Note that, generally, when more than one dataset is found in the original htp for a given group a single identifier is used for the group data in the htp. This is of the form 'htp[k]' where k enumerates the groups. If we apply mkRms to a htp with average applied at the end of the Level2 pipeline this matches the dataset ids of the original htp. However, if the average has been skipped this no longer holds true.
For these data (such as found at Level 2.5) raw statistics are computed for each spaxel separately - including the computation of mask and baseline. Here the identifier for the data used for the computation of a raw statistics dataset is denoted by 'spaxel(j,k)' where j,k denote integer row and column number within the raster map.
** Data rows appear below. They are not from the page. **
Issue #14341, opened 2024-04-04
Correct if-block


a22jacka:
##  Description
Several if-blocks in `diagram.js` have only 1 `=` when they should have 3 or 2. The rows might've changed is this issue is old.
The if-blocks are:
`if(document.getElementById("a4Rect").style.display = "block")` on row 5973
`if(document.getElementById("vRect").style.display = "block")` on row 5981
`if (element.kind = 'UMLRelation')` on row 6668
`if(element.kind = 'IERelation')` on row 6723

## Job
Add the extra equal signs. If things break with the new `=` signs, then just write a comment with your findings and we'll make a new issue for it

EdvinWerner:
The diagram.js contains only 2158 lines of code therefore this issue doesn't seem to exist and I recommend that it should be closed

PR #14397, opened 2024-04-08
G1 2024 v1 #14341 - Changed equal logic

a23ponek:
Changed equal logic signs from "=" to "==" on row 5973, 5981, 6668 and 6723 in diagram.js file. Things did not seem to break on change.

### DIFF
--- a/DuggaSys/diagram.js
+++ b/DuggaSys/diagram.js
@@ -5970,7 +5970,7 @@ function setA4SizeFactor(e){
 function toggleA4Horizontal()
 {
     document.getElementById("vRect").style.display = "block";
-    if(document.getElementById("a4Rect").style.display = "block"){
+    if(document.getElementById("a4Rect").style.display == "block"){
         document.getElementById("a4Rect").style.display = "none";
     }
 }
@@ -5978,7 +5978,7 @@ function toggleA4Horizontal()
 function toggleA4Vertical()
 {
     document.getElementById("a4Rect").style.display = "block";
-    if(document.getElementById("vRect").style.display = "block"){
+    if(document.getElementById("vRect").style.display == "block"){
         document.getElementById("vRect").style.display = "none";
     }
 }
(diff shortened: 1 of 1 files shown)


d22samma (commented):
# Review - Testing #14397 
Looks okay.

-  = is used for assigning the value due to the variable.
-  == , === are used for comparison purposes. 
- == compares two variables irrespective of data, a type. 
- === compares two variables in a strict check, it checks for data and returns true or false.

## Equal logic (Before changes)
In this case, _if statement_ want to asign a value instead of comparing the  equallity in meaning, This can lead to bugs and problems of the functions inside the code.
```
    if(document.getElementById("vRect").style.display = "block"){
        document.getElementById("vRect").style.display = "none";
    }
```
*Code in DuggaSYS/diagram.js  (Before changes)*
```
              else if (element.kind = 'UMLRelation') {
                //ID MUST START WITH "elementProperty_"!!!!!
                for (const property in element) {
                    switch (property.toLowerCase()) {
```
*Code in DuggaSYS/diagram.js  (Before changes)*


## Equal logic (After changes)
(==) Equal Logic seem added correctly inside the _if statements_.  
_=_ is placed correctly inside the _if statement_ functions.
_=_ sets the values when  _if statements_ equals true  (_==_) .
```
    if(document.getElementById("vRect").style.display == "block"){
        document.getElementById("vRect").style.display = "none";
    }
```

Deconvolved Spectrum Dataset (Spectrum1D, 'scanModeBehavior=True'):
For this spectrum (such as found at Level 2.5) raw statistics are computed for suitable ranges. These ranges are determined as follows: Ranges are picked around the noiseRefFrequency - with a similar rule as adopted for spectral scan htps - ranges are selected around noiseRefFrequency, noiseRefFrequency + 4GHz and noiseRefFrequency - 4GHz. These ranges are selected only provided that at least 50% overlap with the input spectrum is obtained. The width of the ranges to select depends on:
Band: 4GHz for the SIS bands and 2.6 GHZ for the HEP bands
oneGhzReference-parameter: if set to True 1GHz
The range is then defined such that the reference frequency is in the center of the range.
General Spectrum Container (such as Spectrum2d etc):
A single raw statistics dataset is computed based on a single baseline and mask calculation.
stats = mkRms(input=obs, backend="WBS-H", sideband="USB", domask=1, base=80.0, rebin=2.0, doglue=False, \ uplink=None, preserveGroups=True, maskFromAvg=False, percentiles=, segmentIndex=2, smoothing=0.0, \ stitchSegments=False, plot=1, subtractBase=False)
htp = obs.refs["level2"].product.refs["WBS-H-USB"].product stats = mkRms(input=htp, domask=1, base=80.0, rebin=2.0, doglue=False, uplink=None, preserveGroups=True, \ maskFromAvg=False, percentiles=, segmentIndex=2, stitchSegments=False, plot=1, subtractBase=False)
ds = obs.refs["level2"].product.refs["WBS-H-USB"].product.refs["box_001"].product["0001"] stats = mkRms(input=ds, domask=1, base=80.0, rebin=2.0, doglue=False, uplink=None, maskFromAvg=False, \ percentiles=, segmentIndex=2, stitchSegments=False, plot=1, subtractBase=False)
MkRms is a special branch/script of HifiPipeline. You can find the script in the HIPE Pipelines menu: Pipelines --> HIFI --> RMS Pipeline Algorithm
The output is stored in the Statistics node of the Trend Analysis product.